[Exercise objective] In the entries below, some lines contain "obvious"; work out how many and answer with the figure only.

Dataset items
________________________

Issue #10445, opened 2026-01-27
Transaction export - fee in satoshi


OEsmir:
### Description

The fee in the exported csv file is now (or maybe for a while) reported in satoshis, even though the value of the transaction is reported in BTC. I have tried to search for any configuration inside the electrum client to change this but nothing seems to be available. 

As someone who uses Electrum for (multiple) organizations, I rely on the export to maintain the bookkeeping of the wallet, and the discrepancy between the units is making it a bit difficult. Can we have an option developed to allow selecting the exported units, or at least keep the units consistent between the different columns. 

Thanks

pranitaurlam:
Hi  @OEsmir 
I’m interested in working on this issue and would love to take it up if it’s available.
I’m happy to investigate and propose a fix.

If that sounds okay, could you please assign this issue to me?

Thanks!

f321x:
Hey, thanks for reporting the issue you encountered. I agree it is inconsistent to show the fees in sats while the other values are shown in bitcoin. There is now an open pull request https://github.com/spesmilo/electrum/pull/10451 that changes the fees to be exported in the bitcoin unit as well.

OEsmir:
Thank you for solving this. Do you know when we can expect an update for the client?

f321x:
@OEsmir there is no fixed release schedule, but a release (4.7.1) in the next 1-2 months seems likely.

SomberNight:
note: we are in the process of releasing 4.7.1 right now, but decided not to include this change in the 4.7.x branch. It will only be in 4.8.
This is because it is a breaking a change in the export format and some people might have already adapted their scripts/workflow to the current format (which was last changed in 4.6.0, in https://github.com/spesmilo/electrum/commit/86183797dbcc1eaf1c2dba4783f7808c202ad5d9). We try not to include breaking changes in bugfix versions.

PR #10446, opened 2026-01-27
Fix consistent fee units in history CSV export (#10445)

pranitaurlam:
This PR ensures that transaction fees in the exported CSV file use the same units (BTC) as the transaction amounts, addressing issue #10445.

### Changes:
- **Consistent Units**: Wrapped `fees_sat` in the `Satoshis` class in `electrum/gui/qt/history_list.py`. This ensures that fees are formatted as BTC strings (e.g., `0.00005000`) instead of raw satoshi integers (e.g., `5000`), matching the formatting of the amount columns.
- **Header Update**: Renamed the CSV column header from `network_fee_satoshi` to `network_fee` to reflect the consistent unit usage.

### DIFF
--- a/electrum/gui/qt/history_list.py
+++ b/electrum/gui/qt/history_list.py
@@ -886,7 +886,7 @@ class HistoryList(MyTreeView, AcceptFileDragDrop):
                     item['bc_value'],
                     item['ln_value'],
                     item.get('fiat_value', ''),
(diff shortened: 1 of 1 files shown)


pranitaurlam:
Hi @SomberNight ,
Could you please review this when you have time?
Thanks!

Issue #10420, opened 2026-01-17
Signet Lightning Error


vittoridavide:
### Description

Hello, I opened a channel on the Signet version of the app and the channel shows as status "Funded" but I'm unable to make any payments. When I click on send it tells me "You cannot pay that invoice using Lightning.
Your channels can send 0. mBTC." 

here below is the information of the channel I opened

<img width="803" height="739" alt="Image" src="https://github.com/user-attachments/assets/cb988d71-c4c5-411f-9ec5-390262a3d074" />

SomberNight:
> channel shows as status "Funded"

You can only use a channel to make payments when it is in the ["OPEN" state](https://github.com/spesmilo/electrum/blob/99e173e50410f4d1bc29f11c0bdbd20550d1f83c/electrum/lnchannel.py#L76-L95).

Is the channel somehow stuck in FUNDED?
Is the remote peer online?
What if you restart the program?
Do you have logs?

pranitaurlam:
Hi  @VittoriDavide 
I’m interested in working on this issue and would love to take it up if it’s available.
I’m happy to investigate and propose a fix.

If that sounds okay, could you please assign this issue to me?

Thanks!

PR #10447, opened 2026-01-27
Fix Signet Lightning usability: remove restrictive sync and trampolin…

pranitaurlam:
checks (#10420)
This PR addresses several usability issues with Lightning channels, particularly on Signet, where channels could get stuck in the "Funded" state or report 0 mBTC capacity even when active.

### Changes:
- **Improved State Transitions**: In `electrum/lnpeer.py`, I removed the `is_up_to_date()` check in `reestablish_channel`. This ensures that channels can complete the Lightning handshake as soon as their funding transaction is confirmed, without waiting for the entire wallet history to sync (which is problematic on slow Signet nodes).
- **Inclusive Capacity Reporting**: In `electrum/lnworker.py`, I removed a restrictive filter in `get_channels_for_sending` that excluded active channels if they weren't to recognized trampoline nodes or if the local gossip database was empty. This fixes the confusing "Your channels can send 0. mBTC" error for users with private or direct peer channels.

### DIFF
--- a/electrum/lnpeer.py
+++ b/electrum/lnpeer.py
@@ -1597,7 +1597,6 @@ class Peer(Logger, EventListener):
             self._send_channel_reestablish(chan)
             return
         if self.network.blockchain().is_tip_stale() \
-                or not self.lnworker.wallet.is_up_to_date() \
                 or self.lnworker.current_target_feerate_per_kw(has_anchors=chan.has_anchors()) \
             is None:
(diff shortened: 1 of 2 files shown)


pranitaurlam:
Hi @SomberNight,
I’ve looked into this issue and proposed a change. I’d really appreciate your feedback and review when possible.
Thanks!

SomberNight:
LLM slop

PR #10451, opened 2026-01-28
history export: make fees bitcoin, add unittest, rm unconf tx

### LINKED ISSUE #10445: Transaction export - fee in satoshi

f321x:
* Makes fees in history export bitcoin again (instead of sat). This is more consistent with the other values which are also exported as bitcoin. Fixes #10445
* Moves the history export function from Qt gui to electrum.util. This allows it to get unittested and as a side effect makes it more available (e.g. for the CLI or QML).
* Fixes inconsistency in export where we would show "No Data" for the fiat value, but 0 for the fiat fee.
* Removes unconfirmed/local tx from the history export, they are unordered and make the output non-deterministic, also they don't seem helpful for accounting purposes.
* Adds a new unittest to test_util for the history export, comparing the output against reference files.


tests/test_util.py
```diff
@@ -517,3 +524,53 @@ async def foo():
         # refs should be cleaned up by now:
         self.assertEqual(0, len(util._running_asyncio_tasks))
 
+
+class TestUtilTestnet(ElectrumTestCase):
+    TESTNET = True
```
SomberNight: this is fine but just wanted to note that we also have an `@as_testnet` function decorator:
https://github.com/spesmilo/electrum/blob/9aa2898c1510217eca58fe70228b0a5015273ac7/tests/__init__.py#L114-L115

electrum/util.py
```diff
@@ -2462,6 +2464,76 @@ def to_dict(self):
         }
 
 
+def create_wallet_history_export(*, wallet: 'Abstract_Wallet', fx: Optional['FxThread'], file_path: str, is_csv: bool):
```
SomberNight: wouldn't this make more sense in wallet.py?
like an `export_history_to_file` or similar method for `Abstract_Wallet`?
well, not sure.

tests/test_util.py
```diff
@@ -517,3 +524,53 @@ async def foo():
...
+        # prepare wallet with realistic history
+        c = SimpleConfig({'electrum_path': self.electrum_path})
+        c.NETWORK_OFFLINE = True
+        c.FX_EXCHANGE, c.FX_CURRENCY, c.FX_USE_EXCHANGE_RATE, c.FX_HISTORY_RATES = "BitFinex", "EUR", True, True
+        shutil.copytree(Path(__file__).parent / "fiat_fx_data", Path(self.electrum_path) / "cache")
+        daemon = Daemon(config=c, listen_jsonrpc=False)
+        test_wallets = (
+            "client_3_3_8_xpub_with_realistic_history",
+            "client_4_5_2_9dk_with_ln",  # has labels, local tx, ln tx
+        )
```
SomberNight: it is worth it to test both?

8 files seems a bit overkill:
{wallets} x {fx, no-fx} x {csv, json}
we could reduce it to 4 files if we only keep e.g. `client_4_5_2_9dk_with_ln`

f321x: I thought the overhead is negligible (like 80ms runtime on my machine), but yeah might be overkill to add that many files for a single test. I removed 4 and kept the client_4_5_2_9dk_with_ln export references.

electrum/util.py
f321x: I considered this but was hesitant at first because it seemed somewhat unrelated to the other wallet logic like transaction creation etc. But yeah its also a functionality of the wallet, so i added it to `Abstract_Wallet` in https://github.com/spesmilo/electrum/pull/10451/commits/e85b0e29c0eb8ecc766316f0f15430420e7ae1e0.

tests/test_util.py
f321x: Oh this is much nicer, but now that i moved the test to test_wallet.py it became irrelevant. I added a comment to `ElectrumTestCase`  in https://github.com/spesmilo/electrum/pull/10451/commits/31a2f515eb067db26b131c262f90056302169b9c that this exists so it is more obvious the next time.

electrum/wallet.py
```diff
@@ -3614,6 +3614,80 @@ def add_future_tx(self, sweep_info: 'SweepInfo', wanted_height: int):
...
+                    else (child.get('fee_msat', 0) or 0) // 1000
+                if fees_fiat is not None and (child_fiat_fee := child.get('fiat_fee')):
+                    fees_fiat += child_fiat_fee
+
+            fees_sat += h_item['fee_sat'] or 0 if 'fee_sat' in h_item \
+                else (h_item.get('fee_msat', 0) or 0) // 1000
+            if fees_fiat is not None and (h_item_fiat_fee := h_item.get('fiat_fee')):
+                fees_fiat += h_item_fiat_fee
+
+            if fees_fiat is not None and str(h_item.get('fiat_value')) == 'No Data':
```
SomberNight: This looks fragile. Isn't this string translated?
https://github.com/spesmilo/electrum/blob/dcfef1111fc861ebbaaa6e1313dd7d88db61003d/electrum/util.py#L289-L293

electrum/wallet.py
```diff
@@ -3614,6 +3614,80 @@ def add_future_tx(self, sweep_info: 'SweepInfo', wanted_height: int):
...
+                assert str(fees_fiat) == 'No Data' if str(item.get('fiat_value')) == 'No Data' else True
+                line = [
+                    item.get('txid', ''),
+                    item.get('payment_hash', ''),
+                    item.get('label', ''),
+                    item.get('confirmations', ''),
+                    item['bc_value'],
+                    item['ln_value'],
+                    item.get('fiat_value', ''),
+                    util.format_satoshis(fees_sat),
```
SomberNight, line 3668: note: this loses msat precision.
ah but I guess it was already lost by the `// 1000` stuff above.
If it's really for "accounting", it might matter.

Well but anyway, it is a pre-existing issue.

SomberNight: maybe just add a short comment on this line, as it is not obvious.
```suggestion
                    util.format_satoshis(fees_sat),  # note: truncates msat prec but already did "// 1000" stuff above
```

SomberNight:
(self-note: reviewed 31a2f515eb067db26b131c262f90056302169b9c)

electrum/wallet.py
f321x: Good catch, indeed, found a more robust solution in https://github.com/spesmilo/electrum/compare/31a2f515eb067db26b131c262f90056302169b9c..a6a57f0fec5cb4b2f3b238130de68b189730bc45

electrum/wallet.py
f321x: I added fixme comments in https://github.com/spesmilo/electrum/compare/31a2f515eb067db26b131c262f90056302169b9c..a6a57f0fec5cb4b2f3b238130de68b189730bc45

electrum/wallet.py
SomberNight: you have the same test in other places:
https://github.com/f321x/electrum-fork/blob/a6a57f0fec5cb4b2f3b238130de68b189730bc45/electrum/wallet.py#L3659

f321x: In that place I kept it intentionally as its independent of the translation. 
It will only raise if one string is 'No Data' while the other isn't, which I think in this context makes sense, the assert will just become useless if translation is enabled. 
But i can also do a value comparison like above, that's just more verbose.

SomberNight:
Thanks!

________________________

[Written answer] 2